Theoretical study of the molecular-to-nonmolecular transformation of nitrogen at high pressures

Abstract

We report calculations of the electronic charge density and the total energy of nitrogen as a function of volume in both molecular and nonmolecular crystal structures, using the local-density-functional method with an ab initio pseudopotential. At low pressures the molecular bond length is found to be 1.10 Å, in good agreement with experiment. At high pressures we find a stable distorted arseniclike structure, which is semimetallic with a very small Fermi surface and is lower in energy than simple cubic and all other simple metallic structures considered previously by McMahan and LeSar. To investigate the transition under pressure we have carried out calculations for a number of structures which are on a path that connects continuously the molecular β-${\mathrm{O}}_2$, diamond, graphitic, arseniclike, and simple-cubic structures.

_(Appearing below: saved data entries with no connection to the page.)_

PR #30424, opened 2026-07-04
Adds libskiasharp 3.119.4 and bumps jellyfin to v12.0-rc2

DevGitPit:
This PR adds `libskiasharp3` (v3.119.4) as a dependency to the bumped `jellyfin v12.0-rc2`.

The reason behind adding `libskiasharp3` instead of bumping `libskiasharp` is to let `libskiasharp` be bumped to `4.148.0` which is the current stable version. However `jellyfin-server` pins `v3.119.x` and keeping the dependency separate seems to be the way to go.

There are issues mainly related to migration of data (which changes the directory structure) and deletion of old data related to `jellyfin v10.11.x`. There is no fail-safe path to guarantee the data migration and then removal of stale/orphaned data without user themselves monitoring and deciding that those completed successfully. 

Unless this is done automatically at startup using a script that then introduces new issues. I am submitting this as draft, for wiser folks to take a look and maybe provide a way forward. 

Meanwhile, in its current `v10.11.11` version `jellyfin` is perfectly usable, until consumers (Sonarr, Seerr etc) move fully to `jellyfin v12.0-rc2`. So there is no hurry, so to speak.


robertkirkman:
> The reason behind adding libskiasharp3 instead of bumping libskiasharp is to let libskiasharp be bumped to 4.148.0 which is the current stable version.

The only package in the entire Termux that depends on `libskiasharp` is `jellyfin-server`. Therefore, it is not necessary, and even undesirable to create a separate `libskiasharp` package and have one of them with no reverse dependencies. Instead, it makes more sense to keep the `libskiasharp` package at the version required by `jellyfin-server`.

DevGitPit:
Main concern I have is this - https://github.com/jellyfin/jellyfin/issues/14861 (I might need to search more). Another one I have already shared, and you have clarified for me already.

It will/might break v10.11.x for people. Although I am thinking that if both bumps were added together than `upgade all` will pull both `jellyfin-server` and `libskiasharp` bumps.

robertkirkman:
Does the single `jellyfin-server` package require 2 different versions of `libskiasharp` at the same time for different parts?

DevGitPit:
I mean unless someone marks the `jellyfin 10.11.11` as held for whatever reason, there shouldn't be a problem.

Do dependencies upgrade regardless of consumer package state, when upgrading all? 

Current `jellyfin v10.11.11` `build.sh` just declares `libskiasharp`.

robertkirkman:
why is it necessary to add `packages/libskiasharp3/build.sh`?

robertkirkman:
> Do dependencies upgrade regardless of consumer package state, when upgrading all?

in Termux, it is not recommended to set a versioned dependency in `apt`, but it is possible as a last resort or necessary in some specific cases. The specific cases where versioned dependencies are required in Termux `apt` are significantly fewer than those in Debian and are much more comparable to those in Arch Linux. The default behavior is for the dependency to not be marked as versioned in `apt`, so currently, 

to answer your question fully, yes by default dependencies upgrade regardless of consumer package state.

DevGitPit:
> why is it necessary to add `packages/libskiasharp3/build.sh`?

Based on information I had at the point of plotting this out, I wanted to keep libskiasharp upgradable to v4.x and also it wouldn't break jellyfin, if it did.

I see no reason to add this if the only packages depending on it is jellyfin. 

But, I am still waiting to see if anything breaks jellyfin v12.0-rc2. Recently libturbojpeg update broke libskiasharp and that required rebuilding libskiasharp for jellyfin to start. 

Another reason to hold off of this submission is that most (custom) plugins are broken/not working, like say intro-skipper, some metadata-taggers for songs etc. I would like to let the plugin builders time to catch up, as well as release candidate to move up, or maybe even jellyfin come out of pre-release. Until then, if it is okay, I'd keep this in prep while committing upstream bumps and testing.

Bumping libskiasharp isn't required until then.

robertkirkman:
Do you happen to know what could be causing this?

- https://github.com/termux/termux-packages/issues/30434

I can reproduce it, but unfortunately I don't really understand Jellyfin.

TomJo2000:
- superceded by #30664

The calculated transition occurs at a pressure of approximately 700 kbar, with a large barrier of approximately 1 eV/atom along this path. One signature of the transition is a large decrease of the highest phonon frequency. Although there is some uncertainty in our calculated pressure, we conclude that our results predict a transition to a nonmolecular structure at experimentally accessible pressures, in apparent disagreement with recent experiments in which no such transition was found up to a reported pressure of 1.3 Mbar.